What would be the usefulness of Yago without being able to query it? There won’t be any; so lets test it with some SPARQL queries.
Question 1: How is called the place where Andre Agassi is living?
<http://www.mpii.de/yago#Andre_Agassi> <http://www.mpii.de/yago/livesIn> ?place.
?place <http://www.mpii.de/yago/isCalled> ?place_name.
Result: “Las Vegas”
Question 2: What are the other film produced by the guy that produced the movie Blade Runner?
?producer <http://www.mpii.de/yago/produced> <http://www.mpii.de/yago#Blade_Runner>.
?producer <http://www.mpii.de/yago/produced> ?other_movies.
Result: “The Italian Job”, “Murphy’s War”, “Robbery”
And so on. It is that simple. If you do not know the URI of an entity, you only have to refer to its label using the property isCalled.
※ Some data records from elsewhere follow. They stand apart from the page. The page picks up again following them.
PR #733, opened 2017-08-24
Adding name instead of id to categories in tasks

Angamanga:
- Displaying name instead of Id to categories in tasks

Testing checklist:
- [ ] Add a post to a survey with categories in a task and save the post. The categories selected should be displayed as names, not as ids when looking at the saved post.

Fixes ushahidi/platform#2022 .

Ping @ushahidi/platform

### DIFF
--- a/app/main/posts/detail/detail.html
+++ b/app/main/posts/detail/detail.html
@@ -56,11 +56,12 @@
 
             <div ng-if="form_attributes[key].input === 'tags'">
                 <h2 class="form-label">{{form_attributes[key].label}}</h2>
+                <p>
                     <svg class="iconic" style="margin-right:4px;">
                         <use xlink:href="/img/iconic-sprite.svg#tag"></use>
                     </svg>
                     {{formatTags(post.values[key])}}
-                    </span>
+                </p>
             </div>
         </div>
         <div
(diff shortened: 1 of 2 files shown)


app/main/posts/detail/detail.html
```diff
@@ -116,15 +117,25 @@ <h3 class="listing-heading" translate="app.tasks">Tasks</h3>
           </div>
           <div
             ng-repeat="(key,value) in post.values"
-            ng-if="form_attributes[key].type !== 'media' && !isPostValue(key) && form_attributes[key] && showType(form_attributes[key].type)"
             ng-show="form_attributes[key].form_stage_id === visibleTask"
             >
             <post-value
+              ng-if="form_attributes[key].type !== 'media' && !isPostValue(key) && form_attributes[key] && showType(form_attributes[key].type)&& form_attributes[key].input !== 'tags'"
```
rjmackay: Can we move this if condition to a function on the controller?
In actually looks like `showType` might already be doing that and the other conditions should get merged in?

app/main/posts/detail/detail.html
```diff
@@ -116,15 +117,25 @@ <h3 class="listing-heading" translate="app.tasks">Tasks</h3>
...
               key="key"
               value="value"
               attribute="form_attributes[key]"
               type="'standard'">
             </post-value>
+             <div class="listing-item-primary" ng-if="form_attributes[key].input === 'tags'">
```
rjmackay: I wonder if this should actually be part of the `post-value` directive instead?

rjmackay:
@Angamanga check out https://github.com/ushahidi/platform-client/pull/732 ... I think it may be fixing the same issue?

Angamanga:
@rjmackay Ohnoe, yes it does. Closing this...

PR #734, opened 2017-08-29
Added ability to select all categories and expand categories list

Angamanga:
- creates and installs a reusable categories selector
- adds 'select all' option to category checklist when creating a post
- adds 'select all' option to category checklist when creating a survey
- adds ability to expand categories list when creating a post
- adds ability to expand categories list when creating a survey
- hides 'add category' link when add category form is visible

Testing checklist:

- [x]  When I click 'More' I can see the full list of available categories.
- [x]  When I click "Select All", all the categories in the list of available categories are selected.
- [x] When I manually select all the categories, "Select All" is automatically checked.
- [x] When I select a child category and the parent category is not selected, it selects the parent category automatically.
- [x] When I select a child category the parent-category-checkbox is disabled in a selected state
- [x] When I deselect all child categories, the parent-category-checkbox becomes enabled again.

Fixes ushahidi/platform#1800.
Fixes ushahidi/platform#1801.

Ping @ushahidi/platform


Angamanga:
I have a few remaining style-issues that needs to be resolved:
The overflow-toggle only works with <fieldset> or .form-fieldgroup and that creates a border on the left side of the category-section: 
screen shot 2017-08-29 at 18 26 23
When I try to remove the border temporary with inline styles, the positioning of the checkboxes and the heading above the categories gets weird:

screen shot 2017-08-29 at 18 24 57

@middle8media @rjmackay Does this require a change in the pattern-library or can I change it in the way I use the over-flow-toggle/custom-field types? The over-flow-toggle is the one used on other places where there are checkboxes.

app/settings/surveys/attribute-editor.html
```diff
@@ -31,35 +31,12 @@
...
-            <div
-              class="form-field checkbox"
-              ng-if="category.children"
-              ng-repeat="child in category.children">
-                <label>
-                <input
-                  type="checkbox"
-                  checklist-model="editAttribute.options"
-                  checklist-value="child.id"
-                  ng-click="selectChild(child)"
```
rjmackay: Can we remove the `selectChild` function from the directive now?

app/main/posts/modify/post-value-edit.html
```diff
@@ -201,49 +201,17 @@
...
-          ng-if="option.parent_id === null"
-          >
-        <label>
-          <input
-                type="checkbox"
-                checklist-model="post.values[attribute.key]"
-                name="values_{{attribute.id}}_{{option.id}}"
-                checklist-value="option.id"
-                value="option.id"
-                ng-click="selectParent(option, attribute.key)"
```
rjmackay: Can we remove this from the post-value-edit directive now?

app/common/directives/category-selector.directive.js
```diff
@@ -0,0 +1,118 @@
...
+        // filter out child categories posing as available parent
+        $scope.available = _.filter($scope.available, function (category) {
+            return category.parent_id === null;
+        });
+
+        flattenCategories();
+        $scope.changeCategories();
+    }
+
+    function flattenCategories() {
```
rjmackay: Isn't this basically undoing the work done in SurveyEditor in loadAvailableCategories? and similarly in post-editor...

app/common/directives/category-selector.directive.js
```diff
@@ -0,0 +1,118 @@
+module.exports = CategorySelectorDirective;
+
+CategorySelectorDirective.$inject = [];
+
+function CategorySelectorDirective() {
+    return {
+        restrict: 'E',
+        scope: {
+            available: '=',
```
rjmackay: I suspect we could move some of the category loading and parent/child matching code out of other directives and in here too.

Rather than sending full categories into this directive, pass in an (optional) array of ids. Then load all categories from the TagsEndpoint and filter then in this directive. Right now we do this in the post-editor and its kinda messy.

Maybe thats too big a refactor though? Up to you...

app/settings/surveys/attribute-editor.html
Angamanga: fixed

app/common/directives/category-selector.directive.js
Angamanga: Fixed, but it needs a second look now...

app/main/posts/modify/post-editor.directive.js
```diff
@@ -155,18 +154,6 @@ function PostEditorController(
                         })
                         .filter()
                         .value();
-
-                    // adding category-objects to children
-                    _.each(attr.options, function (category) {
```
rjmackay: I think this also had the effect of filters the tags to only those specified in attr.options. Have we lost that now? or does it still happen elsewhere?

app/settings/surveys/attribute-editor.html
```diff
@@ -31,35 +31,12 @@
...
-                />
-                {{child.tag}}
-                </label>
-              </div>
-        </div>
-      </div>
+        <label translate>Which categories should be available</label>
+        <category-selector
+            available="availableCategories"
```
rjmackay: This is now *all* tags right?

app/main/posts/modify/post-value-edit.html
```diff
@@ -201,49 +201,17 @@
...
-    </div>
-
-      <add-category
-        form-id="post.form.id"
-        attribute="attribute"
-        post-value="post.values[attribute.key]"
-      ></add-category>
+    <div ng-switch-when="tags">
+        <category-selector
+            available="attribute.options"
```
rjmackay: Isn't this now only the ID of each category? not the full object? I don't see anywhere where you load the full tag inside category-selector... or did I miss it?

app/main/posts/modify/post-editor.directive.js
Angamanga: It happens in post-value-edit-directive instead.

app/settings/surveys/attribute-editor.html
Angamanga: yes, availableCategories is ALL tags and selected = the ones in attribute.options

app/main/posts/modify/post-value-edit.html
Angamanga: its happening when loading the tags in the post-editor

PR #737, opened 2017-09-01
[WIP] 1677: Added a 'disable caption' option

rowasc:
issue https://github.com/ushahidi/platform/issues/1677 
### This PR makes it possible to not have the caption field in the post creation form. 
screen shot 2017-09-01 at 6 18 11 pm

### This pull request makes the following changes:
- Added a 'disable caption' option in the UI so that admins can choose to have/not have captions in their media.
- Added captionDisabled field in config array to toggle on/off the input for media caption field
- UI/DATA:  hides captions when the user disables the caption field. (Jess's feedback) . 

### TODO tasks
* [x] more testing instructions should be added.
* [ ] check tests for this part of the app, if any. => Note : I don't think the e2e suite is running. I will discuss the implementation with Robbie today and decide on tests. Probably some unit tests for the captionDisabled field feature would be the best way to go.
* [ ] go through notes, get help or feedback => I will wait on Robbie's feedback before I move any further 
* [x] UI: add a note for users telling them that they can re-enable the captions at any time by turning them back on. (Jess's feedback) . 
* [x] UI/DATA:  hide captions when the user disables the caption field. (Jess's feedback) . 

### Notes
* Should I rename the captionDisabled field to "captionEnabled" ? It always feels a bit weird to have a name like `fieldnameDisabled`, but I don't know what the best way to go would be here. Is captionEnabled even an improvement as a name for this config option?  
     * * IMPORTANT:* If we go for captionEnabled we will have to migrate and by default set it up as true, otherwise it would break existing deployments. That should be a very simple migration but I'm noting it here so I don't forget. 

* About the `FIXME` note inside the file attribute-editor.directive.js , line 15: I tried some ideas to solve this from the backend to ensure the data was consistent and not need this line, but the backend seems to be forcing any empty values for that field into an empty array because of the *json flag in the getDefinition and the 'backendoptionJsonAlwaysArray' option on the  `transformJson` method of the data transformer. Do we have some way to make sure the backend transformer creates an object literal instead of an array in that field? 

### Testing checklist:

- [ ] When I add an image field to a survey, I have the option to disable its **caption** . 
    -    Add an image field 
    -    Use the toggle UI to disable the caption for that image field.
    -    Save the field
    -    save the survey 
    -    try to add a post for that survey type.
          -  [ ] you will see an image field with no caption field. 
- [ ] When I **edit** a survey's image field and disable its caption, I can no longer add a caption for that field when I add new posts.
    -   Edit a survey, and edit a pre-existing image field.
    -   Use the toggle UI to disable the image field caption
    -    Save the field
    -    save the survey 
    -  [ ]   try to add a post for that survey type.
          - [ ]  you will see an image field with no caption. 

- [ ] When I disable an image's caption and there's already data for it, I stop seeing the caption in pre-existing posts.
    -    Edit a survey, and edit a pre-existing image field.  That field should have data already preloaded for the images and the images' captions.
    -    Use the toggle UI to **disable** the caption field.
    -    Save the field.
    -    Save the survey 
    -    Select a post (from the same survey) that has an image _with a caption_, on the field you just disabled the caption for.
          - [ ] you will see an image but not a caption

- [ ] After disabling an image's caption for image fields with pre-existing data, I can decide to re-enable the caption field and see the caption data again.
    -    Edit a survey, and edit a pre-existing image field where the caption was disabled. That field should have data already preloaded for the images and the images' captions.
    -    Use the toggle UI to **enable** the caption field.
    -    Save the field.
    -    Save the survey 
    -    Select a post (from the same survey) that has an image _with a caption_, on the field you just disabled the caption for.
          - [ ] you will see an image AND the caption that the image had before it was disabled.
          
Fixes ushahidi/platform#1677 .

Ping @ushahidi/platform

### DIFF
--- a/app/common/locales/en.json
+++ b/app/common/locales/en.json
@@ -199,6 +199,7 @@
         "title" : "Title",
         "field_allowed_relation_survey": "Allowed surveys",
         "disable_caption_field": "Disable caption field",
+        "disable_caption_field_explanation": "This will disable all captions for this field, but it won't delete them from the database. You will be able to re-enable them later.",
         "description" : "Description",
         "task_description" : "Task description",
         "post_fields" : "Post fields",
--- a/app/common/locales/en.json
+++ b/app/common/locales/en.json
@@ -198,6 +198,7 @@
         "add_task" : "Add Task",
         "title" : "Title",
         "field_allowed_relation_survey": "Allowed surveys",
+        "disable_caption_field": "Disable caption field",
         "description" : "Description",
         "task_description" : "Task description",
         "post_fields" : "Post fields",
--- a/app/main/posts/detail/detail.html
+++ b/app/main/posts/detail/detail.html
@@ -51,6 +51,7 @@
 
           <post-media-value
             ng-if="form_attributes[key].type === 'media'"
+            media-caption-disabled="form_attributes[key].config.captionDisabled"
             label="{{form_attributes[key].label}}"
             media-id="value"></post-media-value>
         </div>
--- a/app/main/posts/detail/post-media-value.directive.js
+++ b/app/main/posts/detail/post-media-value.directive.js
@@ -4,7 +4,8 @@ module.exports = ['MediaEndpoint', '_', function (MediaEndpoint, _) {
         replace: true,
         scope: {
             mediaId: '=',
-            label: '@'
+            label: '@',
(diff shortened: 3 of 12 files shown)


rowasc:
Closing because codeship is not running for forks. See new PR at https://github.com/ushahidi/platform-client/pull/740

Considering that fact that we know the properties that are describing within Yago, and considering that all properties are consistent within Yago, it become quite easy to get interesting stuff by querying the dataset.
This new version is a clear leap ahead. It continues to be as simple as the first version. It is enhanced with more entities and more predicates; but is always consistent with a really good accuracy level.
I would like to see one more thing with Yago: being able to dereference these URIs on the Web. I will check with Fabian to make all these URIs dereferencable on the Web. So expect another blog post announcing this in the following days or weeks.